Amino acid transceptors: gate keepers of nutrient exchange and regulators of nutrient signaling

Abstract

Amino acid transporters at the surface of cells are in an ideal location to relay nutritional information, as well as nutrients themselves, to the cell interior. These transporters are able to modulate signaling downstream of intracellular amino acid receptors by regulating intracellular amino acid concentrations through processes of coupled transport. The concept of dual-function amino acid transporter/receptor (or "transceptor") proteins is well established in primitive eukaryotes such as yeast, where detection of extracellular amino acid deficiency leads to upregulation of proteins involved in biosynthesis and transport of the deficient amino acid(s). The evolution of the "extracellular milieu" and nutrient-regulated endocrine controls in higher eukaryotes, alongside their frequent inability to synthesize all proteinaceous amino acids (and, hence, the requirement for indispensable amino acids in their diet), appears to have lessened the priority of extracellular amino acid sensing as a stimulus for metabolic signals. Nevertheless, recent studies of amino acid transporters in flies and mammalian cell lines have revealed perhaps unanticipated "echoes" of these transceptor functions, which are revealed by cellular stresses (notably starvation) or gene modification/silencing. APC-transporter superfamily members, including slimfast, path, and SNAT2 all appear capable of sensing and signaling amino acid availability to the target of rapamycin (TOR) pathway, possibly through PI 3-kinase-dependent mechanisms.
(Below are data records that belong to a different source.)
PR #990, opened 2020-12-16
Bug based top level ranking for bug based reports.

lszekeres:
For bug based experiments, the top level ranking and critical difference diagram
will be computed based on the number of bugs found, not by the number of code
regions covered.


inferno-chromium (approved):

jonathanmetzman (commented):
LGTM

Issue #994, opened 2020-12-16
Make sure build step and fuzzer run have right sanitizer options for bug based benchmarks


inferno-chromium:
Right now, we set these only in measurer, need to fix this.

Also, dont degrade fuzzing performance with https://github.com/google/fuzzbench/pull/988#issuecomment-746009404

PR #988, opened 2020-12-15
afl++ support for bug benchmarks

vanhauser-thc:
when UBSAN is activated this results in a huge increase in compile time.
I have a theory why this could be, but no clue how to resolve this.
So for bug benchmarks we switch back to lame clang -fsanitize=coverage... :(
but this will just degrade exec/s and none of the features.

PR #995, opened 2020-12-17
Bug benchmarking fixes

inferno-chromium:
- Set sanitizer options in runner, to match measurer.
- Remove unsigned-integer-overflow, it breaks builds and is also
  unused in OSS-Fuzz, we only see stacks and then silence them.
  Best to just remove it altogether.
- Move sanitizer.py to common/ since runner cannot access files
  in experiment/measurer and also this is now for common given
  the usecase.
- Optimize sanitizer flags for fuzzing, see
  https://github.com/google/AFL/blob/master/afl-fuzz.c#L7558
  and https://github.com/google/fuzzbench/pull/988#issuecomment-746009404
Fixes https://github.com/google/fuzzbench/issues/994

### DIFF
--- a/docker/benchmark-runner/Dockerfile
+++ b/docker/benchmark-runner/Dockerfile
@@ -59,6 +59,8 @@ ENV ROOT_DIR=/src
 # Copy over all the build artifacts (without * to preserve directory structure).
 # This also copies seed and dictionary files if they are available.
 COPY --from=builder /out/ ./
+# Copy the benchmarks directory.
+COPY benchmarks $ROOT_DIR/benchmarks
 # Copy the fuzzers directory.
 COPY fuzzers $ROOT_DIR/fuzzers
 # Create empty __init__.py to allow python deps to work.
--- a/fuzzers/test_utils.py
+++ b/fuzzers/test_utils.py
@@ -99,12 +99,12 @@ def test_initialize_env_in_environment_with_sanitizer(fs, environ):
         '-fsanitize=address -fsanitize=array-bounds,bool,builtin,enum,'
         'float-divide-by-zero,function,integer-divide-by-zero,null,object-size,'
         'return,returns-nonnull-attribute,shift,signed-integer-overflow,'
-        'unsigned-integer-overflow,unreachable,vla-bound,vptr -O3')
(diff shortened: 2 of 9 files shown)


docker/benchmark-runner/Dockerfile
```diff
@@ -59,6 +59,8 @@ ENV ROOT_DIR=/src
 # Copy over all the build artifacts (without * to preserve directory structure).
 # This also copies seed and dictionary files if they are available.
 COPY --from=builder /out/ ./
+# Copy the benchmarks directory.
```
inferno-chromium, line 62: This is needed for getting benchmark config in runner.

jonathanmetzman (approved):
LGTM

fuzzers/test_utils.py
```diff
@@ -131,10 +131,10 @@ def test_initialize_env_in_var_with_sanitizer(fs):
...
         'return,returns-nonnull-attribute,shift,signed-integer-overflow,'
-        'unsigned-integer-overflow,unreachable,vla-bound,vptr -O3')
+        'unreachable,vla-bound,vptr -O3')
     assert env.get('CXXFLAGS') == (
         '-fsanitize=address -fsanitize=array-bounds,bool,builtin,enum,'
         'float-divide-by-zero,function,integer-divide-by-zero,null,object-size,'
         'return,returns-nonnull-attribute,shift,signed-integer-overflow,'
-        'unsigned-integer-overflow,unreachable,vla-bound,vptr -stdlib=libc++ '
+        'unreachable,vla-bound,vptr -stdlib=libc++ '
         '-O3')
```
jonathanmetzman, line 140: I wonder if `-O3` is why some bugs we find on OSS-Fuzz don't repro here. We don't use O3 in OSS-Fuzz.

inferno-chromium: Should i switch to -O1 ?

inferno-chromium: Done, for bug based benchmarking, switched to -O1.

jonathanmetzman: Not sure, probably the right call.
Thanks!

PR #996, opened 2020-12-18
New experiment

vanhauser-thc:
this tests two variants of romu (new RNG) and skim (fast? coverage analysis).
I hope the UBSAN/ASAN issues are fixed soon so we can see how afl++ performs on the bug benchmarks :)


inferno-chromium:
> this tests two variants of romu (new RNG) and skim (fast? coverage analysis).
> I hope the UBSAN/ASAN issues are fixed soon so we can see how afl++ performs on the bug benchmarks :)

that is fixed and running in https://www.fuzzbench.com/reports/2020-12-19-bug/index.html

inferno-chromium (approved):

PR #1002, opened 2020-12-22
Allow bug based benchmarks to be requested via type attribute.

inferno-chromium:


inferno-chromium:
TBR minor addition to make service work with bug benchmarks. that benchmark hardcode will be removed in new year, merging for now.

service/automatic_run_experiment.py
```diff
@@ -47,7 +47,7 @@
 
 # TODO(metzman): Stop hardcoding benchmarks and support marking benchmarks as
 # disabled using a config file in each benchmark.
-BENCHMARKS = [
+CODE_BENCHMARKS = [
```
jonathanmetzman, line 50: nit: probably would have called "coverage"

service/experiment-requests.yaml
```diff
@@ -18,6 +19,15 @@
 # You can run "make presubmit" to do basic validation on this file.
 # Please add new experiment requests towards the top of this file.
 
+- experiment: 2020-12-22-bug
+  description: "afl++ bugs benchmarking"
+  type: bug
```
jonathanmetzman, line 24: Probably would have called this "benchmarks_type"

PR #1004, opened 2020-12-23
remove temporary variants, update commit id, request new experiment

vanhauser-thc:


service/experiment-requests.yaml
```diff
@@ -19,6 +19,16 @@
 # You can run "make presubmit" to do basic validation on this file.
 # Please add new experiment requests towards the top of this file.
 
+- experiment: 2020-12-23
+  description: "best of current state"
+  fuzzers:
```
inferno-chromium, line 24: Do you want a regular coverage experiment or "type: bug" for bug based benchmarking.

vanhauser-thc: a regular with fries on the side please! :)

vanhauser-thc:
@inferno-chromium  the experiment is not starting - could it be that due to the new type: bug feature there is a bug that only bug benchmarks can be started?

inferno-chromium:
> @inferno-chromium the experiment is not starting - could it be that due to the new type: bug feature there is a bug that only bug benchmarks can be started?

> a regular with fries on the side please! :)

While you were enjoying the fries, fuzzbench was working hard :) fyi, if all the fuzzers requested are in the core-fuzzers.yaml list, then they go in the main directory (and not experimental), so your experiment results are at https://www.fuzzbench.com/reports/2020-12-23/index.html

vanhauser-thc:
ah I thought all requested ones would be in experimental. good to know, thanks!
enjoy the holidays!

jonathanmetzman:
> ah I thought all requested ones would be in experimental. good to know, thanks!
> enjoy the holidays!

I think this is probably unintuitive behavior we should probably change.

inferno-chromium:
> > ah I thought all requested ones would be in experimental. good to know, thanks!
> > enjoy the holidays!
> 
> I think this is probably unintuitive behavior we should probably change.

yes this was due to missing aflplusplus_optimal in core-fuzzers.yaml, i fixed it already by adding it.

PR #1006, opened 2020-12-26
compare afl++ and eclipser to 2x afl++

vanhauser-thc:
afl++ combined with eclipser performs really, really well.
However we have two processes working at the same time, which is not really a fair comparison to other fuzzers.
So to see what the value of eclipser is, this compares two parallel running afl++ in sync compare to afl++ and eclipser.
this could be further enhanced by not running the double afl++ both with cmplog, but this way this does not require a rewrite of our main fuzzer.py


vanhauser-thc:
fyi aflplusplus_optimal and aflplusplus_eclipser both are running on all benchmarks in prod, so it is just in the CI that they are failing. I would propose fixing the CI so that it mirrors prod in the limits etc.

inferno-chromium (approved):

PR #1015, opened 2021-01-04
Don't process crashes for non-bug benchmarks.

inferno-chromium:
Also, optimize by not processing ooms and timeout by looking
at filenames.

Basically, in regular non-bug benchmark experiments, woff benchmark generates a lot of ooms, so we shouldn't be processing them.


jonathanmetzman (approved):
LGTM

We hypothesize (by extrapolation from knowledge of the yeast Ssy1 transceptor) that, at least for SNAT2, the transceptor discriminates between extracellular and intracellular amino acid stimuli when evoking a signal.

Fig. 1.

Schematic diagram showing processes that contribute to free amino acid (AA) turnover in animal cells. Note that AA transporters contribute to both influx and efflux of AAs at the cell surface. This review considers the evidence for both extracellular and intracellular amino acid “receptors” upstream of nutrient-responsive signaling mechanisms involved in control of cellular processes. PS, protein synthesis; PB, protein breakdown.

Fig. 2.

Integration of primary (I), secondary (II), and tertiary (III) active transport (AT) mechanisms may affect transmembrane distribution of particular AAs. Secondary active transporters (e.g., System A/SNAT2) generate net movement of AA from the extracellular to the intracellular pool, whereas tertiary active transport through exchangers such as LAT1 (System L) allows for redistribution of individual AAs without affecting total pool sizes.

Fig. 3.

Generalized schema of possible interactions between AA transporters/transceptors and major nutrient-responsive signaling pathways in animal cells [target of rapamycin complex 1 (TORC1), general control nonrepressed (GCN)2 pathways]. ATF, activating transcription factor. For clarity, transporter and transceptor functions are shown separately, but it should be stressed that both are incorporated within a true AA transceptor (e.g., Gap1, SNAT2). Transceptors are proposed to exist in both signaling and nonsignaling states: In the diagram, State 1 (AA bound at extracellular surface) is stimulatory, or ON, whereas State 2 (AA bound at intracellular surface) is inhibitory, or OFF, with respect to the TORC1 pathway. This may account for transient activation of the TOR pathway by external methyl-aminoisobutyric acid (Me-AIB) before it accumulates substantially in the cytoplasm. Binding of any AA substrate (for SNAT2 at least) represses the adaptive upregulation of transporter/transceptor expression in response to nutrient deprivation, although whether this requires intracellular or extracellular binding remains a matter of debate. AA transporters may modulate intracellular free AA pools by coupled transport processes at the cell surface, including primary (I), secondary (II), and tertiary (III) active transport (as detailed in Fig. 2). In discrete, unperfused extracellular spaces (e.g., synaptic clefts), AA transporter actions may also exert significant effects on extracellular AA pools.